Ce que je voulais vous dire aujourd'hui/
Jacques Chardonne (1884-1968)
Écrivain, critique et essayiste,
Jacques Chardonne a écrit des milliers de lettres à des personnes aussi diverses que
Marcel Arland,
Jean-Louis Bory,
Kléber Haedens,
François Nourissier,
Michel Déon… etc. Publié en 1970, ce recueil confirme un étonnant Chardonne, bouillant, contradictoire, facétieux, parfois féroce, anarchiste tendre, épicurien désespéré, et surtout un homme libre, réputé difficile à vivre. Considéré comme le colonel honoraire des Hussards, ce groupe d'écrivains dont la camaraderie illumina toute la fin de sa vie, Chardonne fut un artisan solitaire, pourfendeur d'adjectifs et avare de mots pour s'exprimer. Son goût aristocratique de la perfection l'a rendu souvent particulièrement acerbe et ses commentaires au vitriol sont légions. On découvre aussi dans ses lettres une certaine sagesse provinciale se fondant sur des traditions séculaires. Il a été considére dans son oeuvre romanesque l'analyste du couple, mais en fait dans les lettres ici présentées le sujet n'est que peu abordé. Moraliste plus que romancier, Chardonne laisse apparaître dans ses lettres qu'il est un styliste à la recherche de la perfection dans le dépouillement et l'harmonie.
Dans ce recueil, outre qu'il se plaît à être extrêmement critique à l'égard d'à peu près tout le monde, Chardonne peut être iconoclaste et écrit : « Ce sont les grands principes autour desquels on s'est battu qui ont ruiné la France. »
Et voici un florilège des phrases choc de ces 184 pages de missives :
« le Français a pour principale distraction de parler, et surtout de parler politique. Sur ces questions, il est l'homme le plus ignorant de la terre. »
« Les écrivains : pour les prix littéraires, je ne leur reproche rien. Ils font des heureux. Je regrette seulement qu'ils les rendent ridicules…Le Français, surtout s'il est écrivain, a perdu tout à fait la notion de décence. »
« Un peuple qui s'affaiblit devient perméable. Bien sûr les Américains et les Russes ont de grandes qualités ; nous ne prenons que leurs défauts. »
« Les écrivains : il y a Valéry,
Montherlant, certains ajoutent Chardonne, je veux bien. le reste ne vaut pas cher, je le crains…Il ne faut pas prendre les écrivains au sérieux. Presque tous, de sottes gens ! » Sincère ou moqueur M. Chardonne ? Allez savoir !
« La grandeur de l'espérance est dans le doute qu'elle contient. » Une très belle phrase.
« Accepter tout, c'est le miracle de l'amour.

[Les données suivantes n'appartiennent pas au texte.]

PR #2758, opened 2020-03-23
Add log adapter for automaxprocs

pebrc:
Looks like automaxprocs expects a `printf` style interface for logging while our logger expects balanced key-value pairs. 

This adds a simple adapter function to translate between the two

### DIFF
--- a/cmd/manager/main.go
+++ b/cmd/manager/main.go
@@ -183,6 +183,8 @@ func init() {
 func execute() {
 	// update GOMAXPROCS to container cpu limit if necessary
 	_, err := maxprocs.Set(maxprocs.Logger(func(s string, i ...interface{}) {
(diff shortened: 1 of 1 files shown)


cmd/manager/main.go
```diff
@@ -182,7 +182,9 @@ func init() {
 
 func execute() {
 	// update GOMAXPROCS to container cpu limit if necessary
-	_, err := maxprocs.Set(maxprocs.Logger(log.Info))
+	_, err := maxprocs.Set(maxprocs.Logger(func(s string, i ...interface{}) {
```
anyasabo: Maybe also include
```
	// maxprocs needs an sprintf format string with args, but our logger needs a string with optional key value pairs,
	// so we need to do this translation
```
because it's not clear just from the signatures why we need it?

pebrc: Will add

Il est cela ou il n'est rien. » Sublime !
« Les
femmes qui ont à se plaindre de moi sont mes préférées. Elles souffrent de la considération que j'ai pour elles. Elles sont en petit nombre : deux je crois ! »

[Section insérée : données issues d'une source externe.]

PR #2764, opened 2020-03-24
Fix remote cluster e2e test with 6.x

### LINKED ISSUE #2761: e2e: remote cluster test on 6.x needs soft deletes enabled
CCR on 6.x Elasticsearch versions needs explicit enablement of soft-deletes
```
400 Bad Request: leader index [data-integrity-check] does not have soft deletes enabled. soft deletes must be enabled when the index is created by setting index.soft_deletes.enabled to true
```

Lucides ces lignes écrites en 1960 : « Avant deux siècles, les Chinois couvrirons le monde. Ce sera la grande nuit. »
« Il n'y a que l'écrivain qui ait le droit d'écrire n'importe quoi, de publier mille sottises, de se tromper toute sa vie, sans risques ; et puis il entre à l'Académie. »
Les
femmes : « …elles m'ont toujours intéressé, souvent agacé, jamais gêné ; l'amour fou, je l'ignore ; aucune femme ne m'a quitté ; j'étais parti avant. »

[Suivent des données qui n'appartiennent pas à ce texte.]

Issue #2415, opened 2020-01-13
Stack monitoring with Metricbeat


pebrc:
Related to #2051 

Three possible approaches to collecting monitoring data from Elastic stack containers come to mind
* via a centrally managed Metricbeat instance 
* via a process running inside the stack (e.g. Elasticsearch) container
* via a sidecar container next to the stack (e.g. Elasticsearch) container

## Central management
* Basically extending on the `DaemonSet` advertised in https://www.elastic.co/guide/en/beats/metricbeat/current/running-on-kubernetes.html
* Most resource effective (one Metricbeat process per k8s node)
* Difficult to configure: 
    * we need to add configuration stanzas to the Metricbeat config files as pods are scheduled on a specific k8s node and remove them again if they get scheduled somewhere else
    * unclear ownership of the configuration files 
    * multiple processes writing concurrently to same `ConfigMap` to add or remove configuration files if we share a `ConfigMap` between e.g. Elasticsearch clusters
    * or alternatively a potentially high number of volume mounts to manage on the Metricbeat pod if we don't share a k8s resource but every stack pod needs mount its own monitoring configuraiton into the Metricbeat pod with a restart of the Metricbeat pod at each such occasion
* Only one output Elasticsearch cluster possible

The disadvantages seem to outweigh the benefits of saving resources.

## In-container Metricbeat process
While this feels like a container anti-pattern at first, the stack seems to be going into that direction starting with version 8.0.0 see https://github.com/elastic/elasticsearch/issues/49399 and https://github.com/elastic/kibana/issues/51224
* Very hacky to do this before the official images support it (we had a similar approach with the shortlived process manager in one of the ECK alpha versions) 
* Would require introduction of a process manager to handle stray child processes
* I would assume that this could be disruptive to existing deployments if we introduce this in a future version of ECK because sizing and resource requests/limits would have been done without this extra process in mind (we could work around this of course by bumping the resources on rollout, but that in itself is also problematic as we might cause rescheduling of nodes etc)

Unless we have support for this in the official Docker containers we should avoid this route.

## Sidecar Metricbeat process

* would the be the most k8s-native way of a running a Metricbeat process alongside each Elastic stack container
* localhost network access from Metricbeat to the stack process (e.g. Elasticsearch)
* Metricbeat shares the same 'fate' as the stack process and follows it around as it is rescheduled etc
* possible for users to configure this today with hand-crafted sidecar 
[...]

PR #2777, opened 2020-03-26
Restrict APM Server user role

### LINKED ISSUE #2661: APM / Elasticsearch association: restrict the user privileges
We are currently binding the ApmServer user to the `superuser` role. We should create a custom role with less privileges.

IIUC the [documentation](https://www.elastic.co/guide/en/apm/server/7.6/feature-roles.html) the default user should have the following roles:

* [setup role](https://www.elastic.co/guide/en/apm/server/7.6/feature-roles.html#privileges-to-setup-beats) for setting up index templates and other dependencies
* [writer role](https://www.elastic.co/guide/en/apm/server/7.6/feature-roles.html#privileges-to-publish-events) for publishing events collected by APM Server

barkbay:
Fixes #2661 

This PR:
 * Adds a role called `default_apm_user_role` _(name can be discussed ofc)_ to allow APM Server instances to setup and manage `apm-*` indices:
```yaml
default_apm_user_role:
      cluster:
      - monitor
      - manage_ilm
      indices:
      - names:
        - apm-*
        privileges:
        - manage
        - create_doc
        - create_index

```
* Adds the APM users to the role described above and also to the built-in roles `kibana_user` and `ingest_admin`

I did some tests and it seems to work fine but I would be glad to have a quick review of the role by @simitt or @graphaelli. Thanks 🙇

### DIFF
--- a/pkg/controller/apmserverelasticsearchassociation/apmserverelasticsearchassociation_controller.go
+++ b/pkg/controller/apmserverelasticsearchassociation/apmserverelasticsearchassociation_controller.go
@@ -7,6 +7,7 @@ package apmserverelasticsearchassociation
 import (
 	"context"
 	"reflect"
+	"strings"
 	"time"
 
 	"go.elastic.co/apm"
@@ -35,6 +36,7 @@ import (
 	"github.com/elastic/cloud-on-k8s/pkg/controller/common/tracing"
 	"github.com/elastic/cloud-on-k8s/pkg/controller/common/watches"
 	"github.com/elastic/cloud-on-k8s/pkg/controller/elasticsearch/services"
+	"github.com/elastic/cloud-on-k8s/pkg/controller/elasticsearch/user"
 	"github.com/elastic/cloud-on-k8s/pkg/utils/k8s"
 	"github.com/elastic/cloud-on-k8s/pkg/utils/maps"
 	"github.com/elastic/cloud-on-k8s/pkg/utils/rbac"
@@ -49,6 +51,13 @@ const (
 var (
 	log            = logf.Log.WithName(name)
 	defaultRequeue = reconcile.Result{Requeue: true, RequeueAfter: 10 * time.Second}
+
+	// apmDefaultRoles are the default roles used by APM Server instances
+	apmDefaultRoles = strings.Join([]string{
+		user.ApmDefaultUserRole, // Retrieve cluster details (e.g. version) and manage apm-* indices
+		"kibana_user",           // Load dependencies, such as example dashboards, if available, into Kibana
+		"ingest_admin",          // Set up index templates
+	}, ",")
 )
 
 // Add creates a new ApmServerElasticsearchAssociation Controller and adds it to the Manager with default RBAC. The Manager will set fields on the Controller
@@ -291,7 +300,7 @@ func (r *ReconcileApmServerElasticsearchAssociation) reconcileInternal(ctx conte
 		r.Client,
 		apmServer,
 		associationLabels(apmServer),
-		"superuser",
+		apmDefaultRoles,
 		apmUserSuffix,
 		es,
 	); err != nil { // TODO distinguish conflicts and non-recoverable errors here
--- a/pkg/controller/apmserverelasticsearchassociation/apmserverelasticsearchassociation_controller.go
+++ b/pkg/controller/apmserverelasticsearchassociation/apmserverelasticsearchassociation_controller.go
@@ -61,6 +61,7 @@ func getRoles(v version.Version) string {
 		return strings.Join([]string{
 			user.ApmUserRoleV75, // Retrieve cluster details (e.g. version) and manage apm-* indices
 			"ingest_admin",      // Set up index templates
+			"apm_system",        // To collect metrics about APM Server
 		}, ",")
 	}
 
@@ -69,11 +70,15 @@ func getRoles(v version.Version) string {
 		return strings.Join([]string{
 			user.ApmUserRoleV7, // Retrieve cluster details (e.g. version) and manage apm-* indices
 			"ingest_admin",     // Set up index templates
+			"apm_system",       // To collect metrics about APM Server
 		}, ",")
 	}
 
 	// 6.8
-	return user.ApmUserRoleV6
+	return strings.Join([]string{
+		user.ApmUserRoleV6, // Retrieve cluster details (e.g. version) and manage apm-* indices
+		"apm_system",       // To collect metrics about APM Server
+	}, ",")
 }
 
 // Add creates a new ApmServerElasticsearchAssociation Controller and adds it to the Manager with default RBAC. The Manager will set fields on the Controller
--- a/pkg/controller/apmserverelasticsearchassociation/apmserverelasticsearchassociation_controller.go
+++ b/pkg/controller/apmserverelasticsearchassociation/apmserverelasticsearchassociation_controller.go
@@ -34,6 +34,7 @@ import (
 	"github.com/elastic/cloud-on-k8s/pkg/controller/common/operator"
 	"github.com/elastic/cloud-on-k8s/pkg/controller/common/reconciler"
 	"github.com/elastic/cloud-on-k8s/pkg/controller/common/tracing"
+	"github.com/elastic/cloud-on-k8s/pkg/controller/common/version"
 	"github.com/elastic/cloud-on-k8s/pkg/controller/common/watches"
 	"github.com/elastic/cloud-on-k8s/pkg/controller/elasticsearch/services"
 	"github.com/elastic/cloud-on-k8s/pkg/controller/elasticsearch/user"
@@ -51,14 +52,29 @@ const (
 var (
 	log            = logf.Log.WithName(name)
 	defaultRequeue = reconcile.Result{Requeue: true, RequeueAfter: 10 * time.Second}
-
-	// apmDefaultRoles are the default roles used by APM Server instances
-	apmDefaultRoles = strings.Join([]string{
-		user.ApmDefaultUserRole, // Retrieve cluster details (e.g. version) and manage apm-* indices
-		"apm_user",              // Load dependencies, such as example dashboards, if available, into Kibana
-		"ingest_admin",          // Set up index templates
-	}, ",")
 )
+
+// getRoles returns for a given version of the APM Server the set of required roles.
+func getRoles(v version.Version) string {
+	// 7.5.x and above
+	if v.IsSameOrAfter(version.From(7, 5, 0)) {
+		return strings.Join([]string{
+			user.ApmUserRoleV75, // Retrieve cluster details (e.g. version) and manage apm-* indices
+			"ingest_admin",      // Set up index templates
+		}, ",")
+	}
+
+	// 7.1.x to 7.4.x
+	if v.IsSameOrAfter(version.From(7, 1, 0)) {
+		return strings.Join([]string{
+			user.ApmUserRoleV7, // Retrieve cluster details (e.g. version) and manage apm-* indices
+			"ingest_admin",     // Set up index templates
+		}, ",")
+	}
+
+	// 6.8
+	return user.ApmUserRoleV6
+}
 
 // Add creates a new ApmServerElasticsearchAssociation Controller and adds it to the Manager with default RBAC. The Manager will set fields on the Controller
 // and Start it when the Manager is Started.
@@ -300,7 +316,7 @@ func (r *ReconcileApmServerElasticsearchAssociation) reconcileInternal(ctx conte
 		r.Client,
 		apmServer,
 		associationLabels(apmServer),
-		apmDefaultRoles,
+		getRoles(version.MustParse(apmServer.Spec.Version)),
 		apmUserSuffix,
 		es,
 	); err != nil { // TODO distinguish conflicts and non-recoverable errors here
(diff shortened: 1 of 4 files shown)


sebgl:
@simitt @graphaelli should this role be builtin Elasticsearch, similar to the kibana user role?

simitt:
@elastic/apm-server for visibility

pkg/controller/elasticsearch/user/roles.go
```diff
@@ -18,12 +18,23 @@ const (
...
 	// PredefinedRoles to create for internal needs.
 	PredefinedRoles = RolesFileContent{
 		ProbeUserRole: esclient.Role{Cluster: []string{"monitor"}},
+		ApmDefaultUserRole: esclient.Role{
+			Cluster: []string{"monitor", "manage_ilm"},
+			Indices: []esclient.IndexRole{
+				{
+					Names:      []string{"apm-*"},
+					Privileges: []string{"manage", "create_doc", "create_index"},
+				},
```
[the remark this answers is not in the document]
barkbay: `default_apm_user_role` is only meant to be used for the username set in the `output.elasticsearch` configuration:

```yaml
apm-server:
  host: :8200
output:
  elasticsearch: # here
    hosts:
    - https://es-apm-sample-es-http.flux.svc:9200
    password: 2zgfoobarn
    username: default-apm-sample-apm-user
```

I would expect the end user to use a different Elasticsearch user to configure monitoring in `monitoring.elasticsearch`. In that case I think we don't need the `apm_system` role or the privileges described in [monitoring role](https://www.elastic.co/guide/en/apm/server/7.6/feature-roles.html#privileges-to-publish-monitoring) ?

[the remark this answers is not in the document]
simitt: As soon as monitoring gets enabled by setting `monitoring.enabled: true`, the elasticsearch configuration from the output section is reused for monitoring by default. That's why I assumed the role should also include monitoring rights. 
But it is a fair decision to only build the roles with the minimal required permissions, excluding monitoring. Please just disregard my first comment then.

pkg/controller/apmserverelasticsearchassociation/apmserverelasticsearchassociation_controller.go
```diff
@@ -49,6 +51,13 @@ const (
 var (
 	log            = logf.Log.WithName(name)
 	defaultRequeue = reconcile.Result{Requeue: true, RequeueAfter: 10 * time.Second}
+
+	// apmDefaultRoles are the default roles used by APM Server instances
+	apmDefaultRoles = strings.Join([]string{
+		user.ApmDefaultUserRole, // Retrieve cluster details (e.g. version) and manage apm-* indices
+		"kibana_user",           // Load dependencies, such as example dashboards, if available, into Kibana
```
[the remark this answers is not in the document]
simitt: The privileges required for agent configuration management I was referring to above, need to be set for the user talking to Kibana (`apm-server.kibana`), but not for the `elasticsearch` user. 
Based on the explanation in https://github.com/elastic/cloud-on-k8s/pull/2777/files#r400078619 the `apmDefaultRoles` will only be used for writing to ES. In this case no Kibana privileges are required for any APM Server >= 7.0, as dashboards are no longer shipped with the APM Server.

pkg/controller/elasticsearch/user/roles.go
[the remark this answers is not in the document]
anyasabo: To add more color on why we would exclude monitoring here:

We do not have any explicit support for self-monitoring right now, anyone enabling it should also be able to create their own user I think. We have a [separate issue](https://github.com/elastic/cloud-on-k8s/issues/2415) for stack monitoring. We haven't done much investigation into APM specifically, but so far we are planning to use metricbeat and it seems likely we would continue that for APM

pkg/controller/elasticsearch/client/client.go
```diff
@@ -33,14 +33,16 @@ type BasicAuth struct {
...
 type Role struct {
-	Cluster []string `json:"cluster,omitempty"`
-	/*Indices []struct {
-		Names      []string `json:"names,omitempty"`
-		Privileges []string `json:",omitempty"`
-	} `json:"indices,omitempty"`
-	Applications []struct {
+	Cluster []string    `json:"cluster,omitempty"`
+	Indices []IndexRole `json:"indices,omitempty"`
+	/*Applications []struct {
```
anyasabo: should we just remove all of these? it's not clear to me from the code or the last PR that touched them why they're here

pkg/controller/apmserverelasticsearchassociation/apmserverelasticsearchassociation_controller.go
```diff
@@ -49,6 +51,13 @@ const (
...
+		"ingest_admin",          // Set up index templates
```
anyasabo: Can you help me understand the difference between `ApmDefaultUserRole` and this? It seems like we could put `ingest_admin` in the cluster role def there along with `monitor` and `manage_ilm`, right?

barkbay: `apmDefaultRoles` is a collection of roles which contain the role `ApmDefaultUserRole`
`monitor` and `manage_ilm` are privileges, while `ingest_admin` is a built-in role.

I'm not sure we can mix a built-in role along with privileges ?

pkg/controller/elasticsearch/user/roles.go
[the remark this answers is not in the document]
simitt: Thank you for the additional information and linking to the monitoring issue, I wasn't aware of the ongoing discussion. 

The reuse of the configured ES user for other features, such as fetching sourcemaps from ES, verifying API Keys and also monitoring is designed for user convenience and flexibility. 
Excluding monitoring privileges will lead to monitoring data simply not showing up in ES, which I expect to be potentially hard to debug and identify. From my perspective we should generally aim for as little setup and config requirements as possible. I can definitely see though why you are in favor of postponing the out-of-the box monitoring support until there is a clear decision in how to support it for the whole stack.

barkbay:
> Just as information: with 7.6 we released experimental support of API Key auth for communication between APM agents and APM Server. The APM Server provides a CLI tool to manage such API Keys. The required privileges for that are the manage_api_key on clusters, and adding specific APM application privileges.

`manage_api_key` seems to exist only in 7.5.x, I'm still a little bit new re. roles in Elasticsearch but I guess it means that we would have to manage 2 different roles: one for ES < 7.5 and an other for ES >= 7.5.

> In this case no Kibana privileges are required for any APM Server >= 7.0, as dashboards are no longer shipped with the APM Server.

Same here, we still support 6.8. I would keep `apm_user` in the list of roles for backward compatibility.

barkbay:
It is a little bit more complicated that what I thought :) 

Any attempt to start the APM server with a privilege that does not exist makes the request fail with something like:
```
Failed to connect to backoff(elasticsearch(https://es-apm-sample-es-http.default.svc:9200)): 400 Bad Request: {"error":{"root_cause":[{"type":"illegal_argument_exception","reason":"unknown index privilege [create_doc]. a privilege must be either one of the predefined fixed indices privileges
```

If I understand correctly:

* For 6.8 we would need this kind of role ([doc ref](https://www.elastic.co/guide/en/apm/server/6.8/beats-basic-auth.html#beats-basic-auth)):

```json
{
  "cluster": ["manage_index_templates","monitor"],
  "indices": [
    {
      "names": [ "apm-*" ], 
      "privileges": ["write","create_index"]
    }
  ]
}
```

* From 7.x to 7.4 (incl.) we can use the setup role described [here](https://www.elastic.co/guide/en/apm/server/7.2/feature-roles.html) (which seems to be the one described in this PR) but we can't use `create_doc` or `manage_api_key` which have been introduced in `7.5`.

* Starting from 7.5 we can introduce `create_doc` and `manage_api_key`

pkg/controller/elasticsearch/user/roles.go
```diff
@@ -18,12 +18,46 @@ const (
...
+					Privileges: []string{"write", "create_index"},
+				},
+			},
+		},
+		ApmUserRoleV7: esclient.Role{
+			Cluster: []string{"monitor", "manage_ilm", "manage_index_templates"},
+			Indices: []esclient.IndexRole{
+				{
+					Names:      []string{"apm-*"},
+					Privileges: []string{"manage", "write", "create_index"},
```
barkbay: `"manage"` is actually needed only from 7.3 but I'm not sure it's worth it to introduce a specific role for 7.1 and 7.2

simitt: I'd keep it simple if it doesn't break anything for 7.1 and 7.2

simitt:
Not sure if that helps, but in our integration testing where we can start different versions inkl. 6.8 and early 7.x versions we use a user that has following custom role:
```
apm_server:
  cluster: ['manage_ilm', 'manage_security', 'manage_api_key'] 
  indices:
    - names: ['apm-*']
      privileges: ['write', 'create_index', 'manage', 'manage_ilm']
```
and also built-in roles `apm_server` and `apm_system` 
(see [roles](https://github.com/elastic/apm-integration-testing/blob/master/docker/elasticsearch/roles.yml) and [users_roles](https://github.com/elastic/apm-integration-testing/blob/master/docker/elasticsearch/users_roles))
Note: the `manage_security` role is only necessary when using the `apm-server apikey` CLI, which I don't think is necessary on ECK for now.

barkbay:
> Not sure if that helps, but in our integration testing where we can start different versions inkl. 6.8 and early 7.x versions we use a user that has following custom role:

This does not work for me. If I try to start an 6.8 APM Server with the `"manage_api_key"` privilege  I have the following error: 

```
2020-03-31T14:38:28.406Z	ERROR	pipeline/output.go:100	Failed to connect to backoff(elasticsearch(https://es-apm-sample-es-http.default.svc:9200)): 400 Bad Request:
{
	"error": {
		"root_cause": [{
			"type": "illegal_argument_exception",
			"reason": "unknown cluster privilege [[manage_index_templates, monitor, manage_api_key]]. a privilege must be either one of the predefined fixed cluster privileges [all=[all],monitor_ml=[monitor_ml],manage_ilm=[manage_ilm],manage_ingest_pipelines=[manage_ingest_pipelines],read_ccr=[read_ccr],monitor_watcher=[monitor_watcher],manage_index_templates=[manage_index_templates],manage_ccr=[manage_ccr],monitor=[monitor],manage_rollup=[manage_rollup],none=[none],manage_watcher=[manage_watcher],read_ilm=[read_ilm],manage=[manage],manage_token=[manage_token],manage_ml=[manage_ml],manage_pipeline=[manage_pipeline],monitor_rollup=[monitor_rollup],transport_client=[transport_client],manage_security=[manage_security],manage_saml=[manage_saml],create_snapshot=[create_snapshot]] or a pattern over one of the available cluster actions"
		}],
		"type": "illegal_argument_exception",
		"reason": "unknown cluster privilege [[manage_index_templates, monitor, manage_api_key]]. a privilege must be either one of the predefined fixed cluster privileges [all=[all],monitor_ml=[monitor_ml],manage_ilm=[manage_ilm],manage_ingest_pipelines=[manage_ingest_pipelines],read_ccr=[read_ccr],monitor_watcher=[monitor_watcher],manage_index_templates=[manage_index_templates],manage_ccr=[manage_ccr],monitor=[monitor],manage_rollup=[manage_rollup],none=[none],manage_watcher=[manage_watcher],read_ilm=[read_ilm],manage=[manage],manage_token=[manage_token],manage_ml=[manage_ml],manage_pipeline=[manage_pipeline],monitor_rollup=[monitor_rollup],transport_client=[transport_client],manage_security=[manage_security],manage_saml=[manage_saml],create_snapshot=[create_snapshot]] or a pattern over one of the available cluster actions"
	},
	"status": 400
}
```

simitt:
@barkbay you are right, I only checked that the server can start up. Since API Key handling is only an experimental feature and it seems to be the last blocking bit, I suggest to go ahead without this privilege for now.
Is the APM Server the only component where different privileges and roles available and required for different versions becomes an issue? I could imagine that this is not an APM specific problem.

barkbay:
My understanding is that we need at least 2 different roles: one for v6 and an other v7, because of the `manage_ilm` privilege for example which does not exist in v6 but is required in v7.

The benefit of a third one for > 7.5 would be to add the `manage_api_key` privilege but also replace `write` by `create_doc` which seems [more restrictive](https://www.elastic.co/guide/en/elasticsearch/reference/current/security-privileges.html#privileges-list-indices) from a security pov.

I have no strong opinion but I think that if we have to manage 2 roles we can add a third one.

pkg/controller/elasticsearch/user/roles.go
```diff
@@ -18,12 +18,46 @@ const (
...
+				},
+			},
+		},
+		ApmUserRoleV75: esclient.Role{
+			Cluster: []string{"monitor", "manage_ilm", "manage_api_key"}, // manage_api_key has been introduced in 7.5
+			Indices: []esclient.IndexRole{
+				{
+					Names:      []string{"apm-*", ".monitoring-beats-*"},
+					Privileges: []string{"manage", "create_doc", "create_index"},
```
simitt, line 57: Not trying to be pedantic here, but you also added the `apm_system` role now, which is the built-in role for monitoring, so from my understanding you can remove the dedicated `.monitoring-beats-*` index  from the custom roles now.

barkbay: My bad. Reading https://www.elastic.co/guide/en/elasticsearch/reference/current/built-in-roles.html I was thinking that `apm_system` is enough to send system-level data but not to setup the required indices.

pkg/controller/elasticsearch/user/roles.go
```diff
@@ -18,12 +18,46 @@ const (
 	SuperUserBuiltinRole = "superuser"
 	// ProbeUserRole is the name of the role used by the internal probe user.
 	ProbeUserRole = "elastic_internal_probe_user"
+
+	// ApmUserRoleV6 is the name of the role used by the association user for 6.8.x APMServer instances.
```
pebrc, line 22: Why are we calling it the `association user`? Is it not just the user APM Server will use to connect to Elasticsearch?

barkbay:
Thanks all for your help and the review  🙇 !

La mort : « La mort me sera douce ; elle est attendue dans la paix. »
Les gens : « La médiocrité des gens me rend malade ; je ne puis les supporter ; il y a ceux qui me plaisent ; très peu… »
« On peut tuer son ennemi, mais il ne faut pas lui faire peur. »
« Quand on se plaint de tout, il ne vous arrive rien de bon. »
« Un ennemi c'est un homme qui pense à vous tout le temps. »
Sur le monde actuel : « Ce qui se fait dans le monde, aujourd'hui, nous échappe entièrement ; aucun jugement n'a le moindre sens ; cultivez donc votre jardin. »
« La confession, cela me choque beaucoup. Il faut porter tout le poids de ses fautes. » Chardonne était protestant.
En bref, Chardonne talentueux est concis et possède un art inouï de l'apophtegme ; il agacera les uns et amusera les autres ; quoiqu'il en soit, il reste un artiste qui ravira les amateurs de la belle langue française. C'est pourquoi Mauriac fut un des rares écrivains qui trouva grâce à ses yeux. Camus, il exécra ! Pascal, il le considéra comme vulgaire ! Car il croyait aux miracles.
Un recueil étonnant.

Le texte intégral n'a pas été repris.